Raising a Built-in Exception

You can raise any of the built-in exception types like NameError, ValueError, IndexError, and many more.

def divide(x, y):  
    if y == 0:  
        raise ZeroDivisionError("Division by zero is not allowed.")  
    return x / y
try:  
    result = divide(10, 0)  
except ZeroDivisionError as e:  
    print(f"Error: {e}")

Raising a Custom Exception

In the course of development, you might want to create define, and raise exceptions that are specific to your application or module. To create a custom exception, you define your own exception class to inherit from one of the built-in exception classes, such as Exception, BaseException, or one of their subclasses. This allows you to that are specific to your application or module.

Here’s how you can define a custom exception:

class MyCustomError(Exception):  
    def __init__(self, message):  
        super().__init__(message)

Here’s how you raise your custom exception:

class MyCustomError(Exception):  
    def __init__(self, message):  
        self.message = message
def process_data(data):  
    if not data:  
        raise MyCustomError("Data is empty, cannot process.")try:  
    data = ""  
    process_data(data)  
except MyCustomError as e:  
    print(f"Custom Error: {e}")

How to implement exceptions with examples

Take a look at this example from Python documentation:

import sys
try:  
    f = open('myfile.txt')  
    s = f.readline()  
    i = int(s.strip())  
except OSError as err:  
    print("OS error:", err)  
except ValueError:  
    print("Could not convert data to an integer.")  
except Exception as err:  
    print(f"Unexpected {err=}, {type(err)=}")  
    raise

Here’s an example that demonstrates the use of try, except, else, and finally blocks in Python:

try:  
    num1 = int(input("Enter the first number: "))  
    num2 = int(input("Enter the second number: "))  
    sum = numerator + denominator  
except ValueError:  
    print("Please enter valid integers.")  
except TypeError:  
    print("Please enter valid integers.")  
else:  
    print("Total is:", s)  
finally:  
    print("Solved!")

Here’s another example that demonstrates the use of try, except, else, and finally blocks in Python, but this time with a different scenario involving division by zero:

try:  
    numerator = 10  
    denominator = 0  
    result = numerator / denominator  
except ZeroDivisionError:  
    print("Division by zero is not allowed.")  
else:  
    print("Result:", result)  
finally:  
    print("This block always executes, whether an exception occurred or not.")

Exception Handling Best Practices

1. Use specific exception types: Instead of catching general exceptions like Exception or BaseException, catch specific exceptions that accurately represent the error. This makes your code more readable and helps you handle different types of exceptions differently.

try:  
    # Some code that may raise a specific exception  
except SpecificException as e:  
    # Handle the specific exception

2. Avoid Bare except Clauses: Don’t use bare except clauses (without specifying an exception type) as they catch all exceptions, including those that may indicate severe errors.
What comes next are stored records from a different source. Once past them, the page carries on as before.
PR #6681, opened 2026-05-31
Sort completed pipeline workflows by their execution order

### LINKED ISSUE #1480: Sort pipelines in multi pipeline execution by order instead of alphabet

When looking at the details of multi pipeline executions, the flow does not go top to bottom but is "random" (based on the pipeline name), this can sometimes be confusing, especially when all pipelines are unfolded and the running one is outside the current view (a finished one up top, and a couple non-running ones below, while only scrolling down shows the running one).

### Suggested solution

Order pipelines by their execution order.

### Alternative

Pipelines could auto collapse when done and pipelines waiting for other steps could also be collapsed, only opened up once something is running inside, though I believe this would be more effort (but I'm not a web dev)

### Additional context

image

If the two currently collapsed pipelines in the middle are opened up, the running pipeline is below the visible part, I've collapsed them to show what would be below...

I've tried to check for issues, but all I found was steps and the overview being resorted.

### Validations

hhharsha36:
Rearrange the workflows based on the `depends_on` execution order with fallback to `started` timestamp when available.

Falls back to PID for workflows that have not started.

Not an ideal fix since workflows which are yet to start will still be in their PID order, but very useful to analyse executed workflows and completed pipelines.

PS: It is my first time contributing to this project and I am learning, so please let me know if I missed something.

closes #1480

### DIFF
--- a/web/src/components/repo/pipeline/PipelineStepList.vue
+++ b/web/src/components/repo/pipeline/PipelineStepList.vue
@@ -63,7 +63,7 @@
     <div class="relative min-h-0 w-full grow">
       <div class="absolute top-0 right-0 left-0 flex h-full flex-col gap-y-2 md:overflow-y-auto">
         <div
-          v-for="workflow in pipeline.workflows"
+          v-for="workflow in sortedWorkflows"
           :key="workflow.id"
           class="border-wp-background-400 dark:border-wp-background-100 bg-wp-background-200 rounded-md border p-2"
         >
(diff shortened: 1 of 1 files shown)


lafriks:
Imho it would be better to use info from #6130 for this to have stable order even when steps are not executed yet

hhharsha36:
> Imho it would be better to use info from #6130 for this to have stable order even when steps are not executed yet

Sorry for my delayed response since I was occupied. Also, apologies as I was not aware of your PR.

I had a look at your PR and from my understanding, it dynamically constructs the dependency between workflows on the backend via the `DependsOn` key. If thats the case, then this PR is completely compatible and should work out of the box once #6130 is complete.

Let me know your thoughts.

PR #6684, opened 2026-05-31
fix(oauth): prevent Cloudflare 524 during Bitbucket login behind tunnel

tonyxkendo:
## Summary
  Fixes OAuth login failures (Cloudflare Error 524) when Woodpecker is deployed behind Cloudflare Tunnel with Bitbucket Cloud as the forge.
  The login page opened an idle SSE connection to `/api/stream/events` on load. During the OAuth round-trip, the reverse proxy closed that connection after ~30s. In practice this correlated with the
   browser never completing the `/authorize?code=...` callback, and login failed with `invalid_grant` / expired state token errors.
  This PR addresses three contributing factors:
  - **Frontend:** Skip SSE on the login page and other routes where it is not needed; close SSE explicitly before OAuth redirect; keep SSE for anonymous public repo views.
  - **Server:** Shorten SSE keepalive interval from 30s to 15s and send both comment and named `event: ping` data frames so proxies reset idle timers reliably.
  - **Server:** Defer post-login repo permission sync to a background goroutine so the OAuth callback can respond quickly (important for users with many Bitbucket repos).
  ## Root cause
  1. Browser opens SSE at `/api/stream/events` on page load
  2. User clicks login → redirect to Bitbucket
  3. Cloudflare Tunnel closes the idle SSE stream after ~30s
  4. OAuth callback from Bitbucket does not complete successfully
  5. Browser shows Cloudflare Error 524
  Existing SSE keepalives were sent every 30s, which matched the observed proxy timeout window.
  ## Changes
  ### Web UI
  - Route-aware SSE subscription via `shouldSubscribeEvents()` / `setupEvents(router)`
  - No SSE on `guest-only` routes (login)
  - No SSE on `authentication: required` routes without a logged-in user
  - SSE still enabled for anonymous public repo pages
  - `closeEvents()` called before OAuth redirect
  ### Server
  - SSE ping interval: 30s → 15s, using `time.Ticker`
  - Heartbeat frame: `: ping` comment + `event: ping\ndata: {}`
  - Applied to both event and log SSE streams
  - Login: set session cookie and redirect first; sync repo permissions in background
  ## Test plan
  - [ ] Open `/login` → confirm no `/api/stream/events` request in browser Network tab before clicking login
  - [ ] Complete Bitbucket OAuth behind Cloudflare Tunnel → login succeeds, no Error 524
  - [ ] After login, SSE opens and pipeline/repo updates still stream live
  - [ ] View a public repo while logged out → live updates still work
  - [ ] Login with many Bitbucket repos → redirect to home is fast; repos appear after background permission sync
  ### Automated tests
  ```bash
  go test ./server/api/... -short -count=1
  go test ./server/api/... -count=1
  pnpm --dir web typecheck
  pnpm --dir web test --run
  ```
  ## Environment where reproduced
  | Field | Value |
  |-------|--------|
  | Woodpecker version | 3.15.0 |
  | Forge | Bitbucket Cloud |
  | Deployment | Docker Compose |
  | Reverse proxy | Cloudflare Tunnel (free tier) |
  | Bitbucket repos | 100+ |

### DIFF
--- a/server/api/login.go
+++ b/server/api/login.go
@@ -15,6 +15,7 @@
 package api
 
 import (
+	"context"
 	"encoding/base32"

3. Keep Exception Blocks Short: Avoid wrapping large portions of code in exception handlers unnecessarily in try and except blocks, as it can make your code harder to read and maintain.

4. Use finally for Cleanup: Always Use the finally block for cleanup code that should always execute, whether or not an exception occurs.

try:  
    # Some code that may raise an exception  
except SpecificException as e:  
    # Handle the exception  
finally:  
    # Code that always runs (e.g., cleanup)

5. Custom Exceptions: Create custom exception classes when your application has specific error conditions, it improves code readability, and allows you to handle exceptional cases more effectively.


File handling

Reading and writing data to files; is an operation that is common in many applications. It is important to fully understand how to work with files, so has to make your applications/ software dynamic. Python provides built-in functions and methods for working with files.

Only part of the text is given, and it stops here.